Wednesday, September 20, 2017

Klute

Some weeks back I mentioned by surprise that the Oscar-winning movie Klute was out of print on DVD. It's coming on TCM overnight tonight (or early tomorrow morning depending on your perspective and time zone) at 4:00 AM, so now is a good time to do a post about it.

The movie starts off with what looks like a big family dinner, followed by a sudden cut and just a couple of people left at the table. It's some months later, and one of the people who was at that table has disappeared. Now, the authorities are talking the the disappeared man's wife as well as local policeman John Klute (Donald Sutherland). More worrying, it sounds as though the disappeared man had a double life, as he was writing extremely dirty letters to a call gilr in New York City, where he also took some business trips and where he disappeared.

People want to find the disappeared man, to Klute starts working as a sort of private detective to find out what happened to him. Obviously, a good place to start would be with that call girl. So Klute goes to New York and looks up Bree Daniels (Jane Fonda, who won the Oscar) and finds that she's no longer living the good life of a high-priced call girl. Instead, she's in much shabbier surroundings, a couple of floors above a funeral home in a building that looks like it could use some work. Bree, for a whole bunch of reasons, doesn't want to talk about the disappeared man, the letters, or her life as a prostitute at all. In fact, she'd like to get away from it if she could, but it pays the bills and she's good at it.

Klute tries to get to Bree, and he's straight-arrow to the point that you wonder whether Bree has ever met a man like this.
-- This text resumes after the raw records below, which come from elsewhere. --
Issue #5043, opened 2018-07-01
root on symlinked path causes panic when using "Watch for changes"


larroy:
I think the logic here has problems when the path is symlinked:

https://github.com/syncthing/syncthing/blob/master/lib/fs/basicfs_watch.go#L113

I have a "storage" folder symlinked to mnt:  /home/piotr/storage -> /mnt/storage/storage/

This causes panic when using the notify backend

panic: bug: Notify backend is processing a change outside of the filesystem root: root==/home/piotr/storage/synced/oneplus5/, rootSymEval==/home/piotr/storage/synced/oneplus5/, path==/mnt/storage/storage/synced/oneplus5/.stfolder

### Version Information

Syncthing Version: v0.14.48
OS Version: Linux 64  Ubuntu 16.04 (installed from apt)
Browser Version: (if applicable, for GUI issues)

imsodin:
Can you run the following script on your system and report the results, i.e. install Go and run `go run test.go`

```golang
package main

import (
	"fmt"
	"path/filepath"
)

func main() {
	fmt.Println(filepath.EvalSymlinks("/home/piotr/storage/synced/oneplus5/"))
}
```

In any case we need to act on, not just ignore an error when determining the root with symlinks evaluated: https://github.com/syncthing/syncthing/blob/master/lib/fs/basicfs.go#L56  
Either panic already there (probably a bad idea, though I don't get why it should ever fail), or disable watching to prevent panics.

larroy:
```
/mnt/storage/storage/synced/oneplus5 <nil>
```

larroy:
Why the assertion in the first place? what are we trying to accomplish in unrootedChecked ?

imsodin:
@larroy 

Why asserting/panicing is a good question - it makes life easy for me as I don't need to think about how to handle a case that should never happen. A panic is ideal for that, as one line of code guarantees that the issue will come to my attention if it ever arises. Obviously, it's not quite user-friendly. All of that is tangential to your actual case though.

What needs figuring out is where the evaluation of symlinks in your filesystem instance failed, i.e. why there is this conflict:

panic: bug: Notify backend is processing a change outside of the filesystem root: root==/home/piotr/storage/synced/oneplus5/, **rootSymEval==/home/piotr/storage/synced/oneplus5/**, path==/mnt/storage/storage/synced/oneplus5/.stfolder

fmt.Println(filepath.EvalSymlinks("/home/piotr/storage/synced/oneplus5/"))
[...]

PR #5104, opened 2018-08-07
lib/model, lib/protocol: Fix error handling when terminating a connection

imsodin:
### Purpose

In the protocol's readerloop do actually set the err variable instead of
returning directly, such that it is correctly passed to c.close in the deferred
statement.
In the model do a nil-check before calling err.Error().

### Testing

Simple unit test that doesn't panic anymore.

### DIFF
--- a/lib/model/model.go
+++ b/lib/model/model.go
@@ -1270,10 +1270,15 @@ func (m *Model) Closed(conn protocol.Connection, err error) {
 	m.pmut.Unlock()
 
 	l.Infof("Connection to %s at %s closed: %v", device, conn.Name(), err)
-	events.Default.Log(events.DeviceDisconnected, map[string]string{
-		"id":    device.String(),
-		"error": err.Error(),
-	})
+
+	data := map[string]string{
+		"id": device.String(),
+	}
+	if err != nil {
+		data["error"] = err.Error()
+	}
+	events.Default.Log(events.DeviceDisconnected, data)
+
 	close(closed)
 }
 
--- a/lib/protocol/protocol.go
+++ b/lib/protocol/protocol.go
@@ -340,11 +340,12 @@ func (c *rawConnection) readerLoop() (err error) {
 	for {
 		select {
 		case <-c.closed:
-			err = errClosed
+			err = ErrClosed
 			return
 		default:
 		}
 
+		var msg message
 		msg, err = c.readMessage()
 		if err == errUnknownMessage {
 			// Unknown message types are skipped, for future extensibility.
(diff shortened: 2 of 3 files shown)


lib/protocol/protocol.go
```diff
@@ -340,11 +340,12 @@ func (c *rawConnection) readerLoop() (err error) {
 	for {
 		select {
 		case <-c.closed:
-			return ErrClosed
```
calmh: As far as I understand, these changes should be an ugly no-op?

lib/model/model.go
```diff
@@ -1270,10 +1270,15 @@ func (m *Model) Closed(conn protocol.Connection, err error) {
 	m.pmut.Unlock()
 
 	l.Infof("Connection to %s at %s closed: %v", device, conn.Name(), err)
-	events.Default.Log(events.DeviceDisconnected, map[string]string{
-		"id":    device.String(),
-		"error": err.Error(),
-	})
+
+	data := map[string]string{
```
calmh: It should be safe to assume that we never close with a nil error - if the error was nil, the connection would not have been closed. I'd even throw in an `if err == nil { panic("bug:...") }` to that effect. Clearly you've *seen things* I haven't, though?

imsodin:
@calmh Yes, I have seen ghosts aka this nil deref https://github.com/syncthing/syncthing/issues/5043#issuecomment-411097106 which points to https://github.com/syncthing/syncthing/blob/master/lib/model/model.go#L1275. The return value `err` is declared in the function signature and used it in the defer statement, so I assume if we return directly that error doesn't get assigned to `err` and thus the defer statement uses a nil error. On second thoughts, that can't be because then every connection close should have resulted in a nil deref.

So actually I am at a loss as to how the referenced nil deref every happened...

lib/model/model.go
AudriusButkevicius: Agree. The bug is clearly in the protocol package.

imsodin:
I now believe my changes in this PR are BS from A to Z. In the original report `model.Closed` was called with a nil error, but I don't understand at all how. It also looks like that was a double panic, something really strange is going on.
```
github.com/syncthing/syncthing/lib/model.(*Model).Closed(0xc420211320, 0x7f3481835e60, 0xc4224d3710, 0x0, 0x0)
```

Also some further weirdness, that probably explains the discrepancy between my example above (direct defer) vs the code in protocol.go (defer with func):

```golang
package main

import (
	"fmt"
)

func deferStuff() (err error) {
	defer func() {
		fmt.Println("defer func", err)
	}()
	defer fmt.Println("defer direct", err)
	return fmt.Errorf("this is an error")
}

func main() {
	fmt.Println(deferStuff())
}
```

```
defer direct <nil>
defer this is an error
this is an error
```

calmh:
If we panicked in the protocol code while `err` was still `nil`, the defer would be called with `c.close(nil)`. I think this is an unexpected side effect of the panic, but probably doesn't matter much as we're already going down due to the panic... (which should be fixed, of course)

Eventually, she gives in to Klute's persistence, in part because she needs help. Somebody has been stalking her, making obscene phone calls and making her feel like she's constantly being watched. If this weren't a movie, we'd understand it could be entirely coincidental considering how many clients Bree had. But it is a movie, so we can guess from the emphasis placed on it that yeah, it has something to do with the guy's disappearance.
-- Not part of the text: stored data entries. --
PR #5105, opened 2018-08-08
lib/fs: Evaluate root when watching not on fs creation (fixes #5043)

### LINKED ISSUE #5043: root on symlinked path causes panic when using "Watch for changes"

imsodin:
### Purpose

Currently the folder root is evaluated (to resolve symlinks) at fs creation. At that point the directory may not exist or `EvalSymlinks` may fail for other reasons. The current implementation just ignores that case by assuming there are no symlinks. That's dangerous because if there are, it will lead to panics on watching. Also the only place where this evaluated root is needed is for watching. Therefore the evaluation of the root path now happens when `fs.Watch` is called. This call will then just fail if `filepath.EvalSymlinks` returns an error, making it transparent to the user, leading to retries and preventing the panic.

### Testing

Existing ones still pass.

### DIFF
--- a/lib/fs/basicfs.go
+++ b/lib/fs/basicfs.go
@@ -25,8 +25,7 @@ var (
 // The BasicFilesystem implements all aspects by delegating to package os.
 // All paths are relative to the root and cannot (should not) escape the root directory.
 type BasicFilesystem struct {
-	root                 string
-	rootSymlinkEvaluated string
+	root string
 }
 
 func newBasicFilesystem(root string) *BasicFilesystem {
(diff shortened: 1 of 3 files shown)


lib/fs/basicfs.go
```diff
@@ -53,34 +52,17 @@ func newBasicFilesystem(root string) *BasicFilesystem {
...
-			root = `\\?\` + root
-		}
-		return root
-	}
-
-	// If we're not on Windows, we want the path to end with a slash to
-	// penetrate symlinks. On Windows, paths must not end with a slash.
-	if root[len(root)-1] != filepath.Separator {
+		root = longFilenameSupport(root)
+	} else if root[len(root)-1] != filepath.Separator {
```
calmh: I'd do a real strings.HasSuffix here instead, avoids crashing on the empty string etc

imsodin: Done. I also adapted the windows fs creation test for unixes to check this and other basic scenarios. Apparently the tilde and absolutification meddling above already changed "" to "/", so it wouldn't panic even before.

imsodin:
It does not pass reliable on master, it just seems to be happening a whole lot right now. See e.g. here: https://build.syncthing.net/viewLog.html?buildId=24835&tab=buildResultsDiv&buildTypeId=Syncthing_BuildWindows#testNameId8662697608653222476

I initially didn't want to fix #5110 immediately (that's why I created the issue as a reminder), but these recurrent failures changed my mind - PR incoming. Hopefully it will actually fix things...

Issue #5078, opened 2018-07-25
panic: nil pointer dereference 


scienmind:
Syncthing performed an autoupgrade from .48 to .49, then run for about 2 hours.
At some point (to speed up important transfers) I paused all folders, and then unpaused the folder of interest.
After a while I clicked "Resume All", to get ST back to normal state.

Few seconds later, ST crashed.

Log: https://privatebin.net/?3b2250f7aede7ed9#BnRnau5xAI3kkf8otln/ojGyyaG9jRnTILidgO1HykU=  

### Version Information

Syncthing Version: v0.14.49
OS Version: Windows 10 x64
Run by SyncTrayzor v.1.1.21

calmh:
I think this is a race condition with a device connecting at the same time we're in the middle unpausing a folder - which is likely to happen as we reconnect devices as part of the unpausing.

PR #5106, opened 2018-08-08
lib/model: Catch racy nil deref in ClusterConfig

imsodin:
### Purpose

Next try at fixing the following panic (from https://github.com/syncthing/syncthing/issues/5043#issuecomment-411097106):

```
Panic at 2018-08-07T10:24:04-05:00
panic: runtime error: invalid memory address or nil pointer dereference
    panic: runtime error: invalid memory address or nil pointer dereference
[signal SIGSEGV: segmentation violation code=0x1 addr=0x18 pc=0x91f1cc]

goroutine 577 [running]:
github.com/syncthing/syncthing/lib/model.(*Model).Closed(0xc420211320, 0x7f3481835e60, 0xc4224d3710, 0x0, 0x0)
    /media/ext4_data/Coding/go/src/github.com/syncthing/syncthing/lib/model/model.go:1262 +0x50c
github.com/syncthing/syncthing/lib/protocol.(*rawConnection).close.func1()
    /media/ext4_data/Coding/go/src/github.com/syncthing/syncthing/lib/protocol/protocol.go:833 +0x206
sync.(*Once).Do(0xc420730148, 0xc420efb120)
    /media/ext4_data/Linux/source/go/src/sync/once.go:44 +0xbe
github.com/syncthing/syncthing/lib/protocol.(*rawConnection).close(0xc4207300c0, 0x0, 0x0)
    /media/ext4_data/Coding/go/src/github.com/syncthing/syncthing/lib/protocol/protocol.go:820 +0x6b
github.com/syncthing/syncthing/lib/protocol.(*rawConnection).readerLoop.func1(0xc4207300c0, 0xc420efbfd0)
    /media/ext4_data/Coding/go/src/github.com/syncthing/syncthing/lib/protocol/protocol.go:335 +0x41
panic(0xa75380, 0x1117ca0)
    /media/ext4_data/Linux/source/go/src/runtime/panic.go:502 +0x229
github.com/syncthing/syncthing/lib/db.(*FileSet).IndexID(0x0, 0xffffffffffffffff, 0xffffffffffffffff, 0xffffffffffffffff, 0xffffffffffffffff, 0xc422e5c501)
    /media/ext4_data/Coding/go/src/github.com/syncthing/syncthing/lib/db/set.go:263 +0x5e
github.com/syncthing/syncthing/lib/model.(*Model).ClusterConfig(0xc420211320, 0x4b91a04c26d701c3, 0xeb45ab20275c2e1e, 0x81bc97fd845af037, 0x4df64d3c0e0a8595, 0xc420ea8500, 0x4, 0x4)
    /media/ext4_data/Coding/go/src/github.com/syncthing/syncthing/lib/model/model.go:949 +0xda6
github.com/syncthing/syncthing/lib/protocol.(*rawConnection).readerLoop(0xc4207300c0, 0x0, 0x0)
    /media/ext4_data/Coding/go/src/github.com/syncthing/syncthing/lib/protocol/protocol.go:361 +0xed0
created by github.com/syncthing/syncthing/lib/protocol.(*rawConnection).Start
    /media/ext4_data/Coding/go/src/github.com/syncthing/syncthing/lib/protocol/protocol.go:225 +0x43
```

Line numbers refer to a PR - the following
```
github.com/syncthing/syncthing/lib/model.(*Model).ClusterConfig(0xc420211320, 0x4b91a04c26d701c3, 0xeb45ab20275c2e1e, 0x81bc97fd845af037, 0x4df64d3c0e0a8595, 0xc420ea8500, 0x4, 0x4)
    /media/ext4_data/Coding/go/src/github.com/syncthing/syncthing/lib/model/model.go:949 +0xda6
```
points to https://github.com/syncthing/syncthing/blob/master/lib/model/model.go#L962.

My theory: `ClusterConfig` happens before `CommitConfiguration` finishes -> config is present, but the respective entry in `m.folderFiles` is still missing. Even if that theory is wrong in this case(I would expect the call to `fs.IndexID` to panic, but here `s.db.getIndexID` within `fs.IndexID` does) it could happen and it doesn't hurt to be safe. Continuing is fine, because when the folder is started, the connection is dropped -> new cluster config.

### Testing

None as this is racy.

EDIT: Actually I am really not on top of everything at the moment: The panic above is the same as in #5078.

### DIFF
--- a/lib/model/model.go
+++ b/lib/model/model.go
@@ -953,12 +953,17 @@ func (m *Model) ClusterConfig(deviceID protocol.DeviceID, cm protocol.ClusterCon
 		if cfg.Paused {
 			continue
 		}
+		fs, ok := m.folderFiles[folder.ID]
+		if !ok {
+			// Shouldn't happen because !cfg.Paused, but might happen
+			// if the folder is about to be unpaused, but not yet.
+			continue
+		}
 
 		if !folder.DisableTempIndexes {
 			tempIndexFolders = append(tempIndexFolders, folder.ID)
 		}
 
-		fs := m.folderFiles[folder.ID]
 		myIndexID := fs.IndexID(protocol.LocalDeviceID)
 		mySequence := fs.Sequence(protocol.LocalDeviceID)
 		var startSequence int64


imsodin:
@calmh What's your stance on whether this fixes #5078? I am confused by the trace panicking within the `FileSet` instead of when calling its method. On the other hand the second last call points exactly at this potential race/nil deref, so I am hopeful it is the same thing. Maybe close and hope it is fixed and reopen in case it gets reported again?

imsodin:
Ah right, I keep forgetting that method calls on typed nil pointers are allowed in Go... Thanks for the reminder :)

calmh:
It helps to keep in mind that the first parameter to functions in the backtrace is the receiver, if it's a method. So we can see the `db.(*FileSet).IndexID(0x0, ...` call and that the receiver is nil. And then consider what happens in the method.

PR #5112, opened 2018-08-11
lib/model: Don't run watcher on recvonly tests (fixes #5110)

### LINKED ISSUE #5110: Run folder tests in temporary directories
`TestRecvOnlyRevertNeeds` (among others) is extremely flaky, especially on the windows builder.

Klute and Bree go around the seedier parts of early 1970s New York, eventually finding... well, I'm not about to give that away. Klute is a well-made movie, doing a good job of depicting the New York of that era as the unromantic, falling-apart place it was becoming, the whole "Ford to city: drop dead" thing I've mentioned in relation to several other movies from the era. It's most definitely a grown-up story for intelligent, thinking people. Fonda does a good job, although I can't help but wonder that the Oscar is in part down to playing the sort of character that hadn't much made to the screen before, at least not in this gritty way. Sutherland is good too, although as always he got overlooked. Roy Scheider plays a pimp for whom Bree used to work, and Edith Bunker (er, Jean Stapleton) has a one-scene role as a secretary to one of Bree's elderly clients.

It's a shame that Klute seems to be out of print on DVD, because it's really worth seeing. It would also be good as part of a spotlight on New York of that time.